| Teenage
surfer girls Junia DS and Wayan Kartini are pioneering a new Balinese femininity. The nineties is the decade in which women's surfing has
come into its own. First, there was the arrival of Floridian Lisa Anderson, the first
woman to win four world titles in a row. In the late eighties, Anderson started out on the
tour as a fickle teenager who, according to surf journo Jodi Young "would either
crumble away like a cookie on contact with water or swell into a competitive giant that
would kick your butt back to shore", and by 1994 had clinched her first world title.
Over that period she also developed a style that branded the women's World Championship
tour with an image firmly independent of that of the men. "Lisa set the standard, and
everyone else took that as a role model and said that's how we want to be. We want to be
aggressive but still reflect a feminine attitude," world No. 7, Hawaiian Rochelle
Ballard told Pro Surfing's Hope Winsborough.

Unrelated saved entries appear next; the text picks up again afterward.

Issue #3576, opened 2024-10-13
Feature: Standardize App Name Across Platforms


jiongxuan:
## Problem Statement

The application name is displayed inconsistently across different platforms, which may affect brand recognition. For example, on Mac, the name appears as superProductivity, on Android it shows as SupProd, and on Windows and Ubuntu (as seen in screenshots) it displays as Super Productivity. This inconsistency could potentially hinder branding efforts.

iOS: 
![image](https://github.com/user-attachments/assets/ec875406-51ca-46bd-9f03-84120db0c972)

Android:
![image](https://github.com/user-attachments/assets/94870853-10f6-4334-8251-31288218d8c3)

## :grey_question: Possible Solution

I suggest unifying the application name across all platforms as Super Productivity. For Android, if there are concerns about the name being too long, a compromise could be to use Super Prod, which would still retain brand recognition without causing truncation issues.

Pixel: 
![image](https://github.com/user-attachments/assets/7560e5f2-07dd-4c10-95da-6afd41d3d552)

## :arrow_heading_up: Describe alternatives you've considered

An alternative could be to simplify the name to under 10 characters to avoid truncation, but this might not fully align with the brand’s established presence as Super Productivity. Another option is to use Super Prod on Android as a middle ground.

Which option do you think is better? If needed, I’m available to help make the changes.

johannesjo:
I think we can close this, right @jiongxuan ?

beerkumquatpome:
Please change the window class name to Super Productivity too (It's superProductivity)

johannesjo:
I don't think this is possible without being confusing and inconvenient to existing users ( app data might be lost).

PR #3579, opened 2024-10-13
Standardize App Name Across Platforms (#3576)

jiongxuan:
# Description

This PR standardizes the application name across platforms to improve brand consistency. 

The app name is now set to Super Productivity on Mac, and Super Prod on Android to avoid truncation issues. 

## Issues Resolved

- https://github.com/johannesjo/super-productivity/issues/3576

## Check List

- [✅] New functionality includes testing.
- [✅] New functionality has been documented in the README if applicable. (No needed)

### DIFF
--- a/android/app/src/main/res/values/strings.xml
+++ b/android/app/src/main/res/values/strings.xml
@@ -8,7 +8,7 @@
         \"site\": \"https://app.super-productivity.com\"}
         }]
     </string>
-    <string name="title_activity_fullscreen">SupProd</string>
+    <string name="title_activity_fullscreen">Super Prod</string>
     <string name="widget_no_data">Please tap here to load data</string>
     <string name="empty_task_list_text">Tap to refresh task list</string>
     <string name="service_background">Service is running background</string>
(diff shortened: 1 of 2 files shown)


jiongxuan:
Please hold on for a moment. I’ve discovered that changing the app name on Mac results in the creation of two different apps, which prevents upgrade installations. I’ll investigate further, and if this issue cannot be resolved, I will proceed with modifying only the Android name for now, without changing the Mac version.

jiongxuan:
The compatibility issue with renaming has turned out to be far more complex than I initially thought. I’ve tried the following approaches:

1.	Using CFBundleDisplayName to modify directly: It had no effect; the app name didn’t change.
2.	Using InfoPlist.strings with localization: The files weren’t properly copied, and it didn’t work.
3.	Using extraResources to copy the files: The localization files weren’t applied as expected.
4.	Using an afterPack hook to manually modify Info.plist: It was overly complex and produced unstable results.

Since none of these solutions resolved the issue, and for the sake of stability, I will resubmit this PR, only changing the Android app name, leaving other platforms unchanged. I’ll revisit this in the future if a better solution is found.

New PR: https://github.com/johannesjo/super-productivity/pull/3580  (android only)

johannesjo:
Thanks for digging into this!

PR #3604, opened 2024-10-19
Bugfix: Prevent the Today tag to be added multiple times

panoramix360:
# Description

This fix prevents the today tag to be added multiple times on the same task using the Context Menu and the Schedule Dialog.

## Issues Resolved

https://github.com/johannesjo/super-productivity/issues/3518


johannesjo:
Thank you very much for this!

PR #3659, opened 2024-11-06
Enable Cyrillic letters that was recognized as separator

panoramix360:
# Description

Enables the users that uses cyrillic letters to add tags with the cyrillic letter `б` that was being recognized as a separator for tags. Now the user can add this character and press enter to create the tag.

Aggressive femininity. It's an image Kahlua
evidently found fitting for their product for in 1997 the beverage company took on the
sponsorship of the women's World Championship Tour. Consequently, 1997 was the first year
in which a 2-tiered system - including the WCT which is limited to the Top 11, and the
Women's World Qualifying Series (WQS) - came into effect. The impact of this was
immediately felt, as, comments Jodi Young, "the level of performance on both tours
was markedly improved as a result of stiffer, more serious competition."

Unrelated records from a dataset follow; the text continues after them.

PR #3662, opened 2024-11-06
Update Arch Linux PKGBUILD_template for new artifacts changes

alosarjos:
New packaging seems to change a couple of things:

1. Package version is no longer included on the filename of the release artifact
2. Looks like the directory inside the package new includes spaces on the target install dir

Closes https://github.com/johannesjo/super-productivity/issues/3656

### DIFF
--- a/build/linux/PKGBUILD_template
+++ b/build/linux/PKGBUILD_template
@@ -14,13 +14,13 @@ provides=("${_pkgname}")
 conflicts=("${_pkgname}"
 		   "${_pkgname}-git")
 md5sums=('SKIP')
-source=("https://github.com/johannesjo/super-productivity/releases/download/v${pkgver}/superProductivity_${pkgver}_amd64.deb")
+source=("https://github.com/johannesjo/super-productivity/releases/download/v${pkgver}/superProductivity-amd64.deb")
 
 package() {
 	tar -xvf data.tar.xz -C "${pkgdir}"
 	rm -rf "${pkgdir}/usr/share/doc"
     install -d "${pkgdir}/usr/bin"
-	ln -sf "/opt/superProductivity/${_pkgname}" "${pkgdir}/usr/bin/${_pkgname}"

The nineties also happens to be the decade
in which Bali's surf scene has undergone some important developments, giving local gromets
more reason than ever to get serious about surfing. Firstly, it is only in the past ten
years that most of the international surf labels have set up shop here, thus broadening
budding Balinese talents' access to sponsorship deals. A second and related development is
the establishment of the annual Quiksilver Pro, the men's WCT event that lands the world's
top 44 in Bali before ferrying them to the G-Land surf camp on Bali's easternmost tip. And
thirdly, since 1989 the Quiksilver International Gromet Championship has been held at Kuta
Beach each May, furnishing the best of Bali's young surfers with the opportunity to
compete in an international event on their home break. These developments, plus the
parallel rise of Rizal Tanjung on the WQS - proving that a gromethood at Kuta can serve as
a basis for surfing success - have worked to boost many local gromets' confidence and set
their sights on professional surfing careers.
Parallel developments in international
women's surfing on the one hand and the Bali surf scene on the other should, one would
assume, have spawned a healthy local surfer-girl sub-culture. Not so. I have been eager to
devote a 'Home Grown' story to a local gromet girl since beginning the column almost a
year ago. But to my enquiries always came the disappointing response: 'Balinese girls
don't surf!' - a point of view supported by the fact that the convening of the
International Gromet Championship at Kuta, whilst indeed urging many of the boys into
action, had failed to surface any local women boardriders. That is, until last May (1998)
when for the first time two local teens, who only several months previously had decided
that the gromet girl lifestyle was for them, took the plunge to become the first Balinese
girls to compete in the contest.
HALFWAY
Kuta Beach's esplanade is a broad, one-way
avenue that begins as it sweeps north around the Hard Rock Beach Club and runs for a
couple of kilometres before turning east again into Jalan Melasti. The half-way point on
this esplanade - hemmed on one side by a firm cement walkway that buffers the active
street from the shifting sands, and on the other by a series of luxury hotels - is marked
by a cluster of boys who, skin sun-blackened and hair sun-bleached, slump over their
planks in blissful exhaustion and gaze seaward where their mates bob, like the stiff
horses of a merry-go-round, beyond the break.